# Your task
Return the data below exactly, but only from the line containing "Out of interest, would" through the line containing "And I don't", with both of those lines included.

*** Records provided ***

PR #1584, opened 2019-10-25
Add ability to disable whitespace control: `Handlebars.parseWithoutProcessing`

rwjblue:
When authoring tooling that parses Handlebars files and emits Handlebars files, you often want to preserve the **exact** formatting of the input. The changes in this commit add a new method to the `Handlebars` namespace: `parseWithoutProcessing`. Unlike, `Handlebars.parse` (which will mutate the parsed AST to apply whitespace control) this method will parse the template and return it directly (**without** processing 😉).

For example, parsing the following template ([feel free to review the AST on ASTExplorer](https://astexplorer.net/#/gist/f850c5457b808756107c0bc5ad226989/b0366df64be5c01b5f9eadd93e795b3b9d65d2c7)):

*** End of Records provided ***
*** Records provided ***

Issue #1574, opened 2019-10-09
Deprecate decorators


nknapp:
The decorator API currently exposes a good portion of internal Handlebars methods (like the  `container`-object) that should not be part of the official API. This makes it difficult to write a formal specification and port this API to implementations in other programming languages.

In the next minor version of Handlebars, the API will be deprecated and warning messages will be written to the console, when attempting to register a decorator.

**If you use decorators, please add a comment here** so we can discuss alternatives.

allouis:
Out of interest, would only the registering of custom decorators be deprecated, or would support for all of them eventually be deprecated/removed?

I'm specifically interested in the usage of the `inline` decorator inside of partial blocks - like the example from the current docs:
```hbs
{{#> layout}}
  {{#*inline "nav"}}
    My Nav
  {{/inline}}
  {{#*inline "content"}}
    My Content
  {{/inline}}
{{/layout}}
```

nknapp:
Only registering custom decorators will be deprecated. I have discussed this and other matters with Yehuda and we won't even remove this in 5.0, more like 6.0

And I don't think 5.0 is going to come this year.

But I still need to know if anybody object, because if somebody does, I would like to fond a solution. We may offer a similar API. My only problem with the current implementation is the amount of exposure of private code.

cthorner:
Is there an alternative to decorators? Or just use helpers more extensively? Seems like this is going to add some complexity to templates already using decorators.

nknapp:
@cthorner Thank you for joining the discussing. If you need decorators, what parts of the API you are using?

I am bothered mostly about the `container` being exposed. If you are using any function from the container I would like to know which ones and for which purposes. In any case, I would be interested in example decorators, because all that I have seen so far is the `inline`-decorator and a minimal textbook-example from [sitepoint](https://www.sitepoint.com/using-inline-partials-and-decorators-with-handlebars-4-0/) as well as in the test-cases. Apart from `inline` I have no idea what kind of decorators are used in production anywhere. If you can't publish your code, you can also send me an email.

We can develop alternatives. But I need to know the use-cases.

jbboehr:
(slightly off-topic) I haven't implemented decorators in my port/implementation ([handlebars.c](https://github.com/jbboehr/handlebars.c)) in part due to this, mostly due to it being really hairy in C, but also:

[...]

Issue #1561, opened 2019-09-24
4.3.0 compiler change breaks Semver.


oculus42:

*** End of Records provided ***

# Expected answer
Out of interest, would only the registering of custom decorators be deprecated, or would support for all of them eventually be deprecated/removed?

I'm specifically interested in the usage of the `inline` decorator inside of partial blocks - like the example from the current docs:
```hbs
{{#> layout}}
  {{#*inline "nav"}}
    My Nav
  {{/inline}}
  {{#*inline "content"}}
    My Content
  {{/inline}}
{{/layout}}
```

nknapp:
Only registering custom decorators will be deprecated. I have discussed this and other matters with Yehuda and we won't even remove this in 5.0, more like 6.0

And I don't think 5.0 is going to come this year.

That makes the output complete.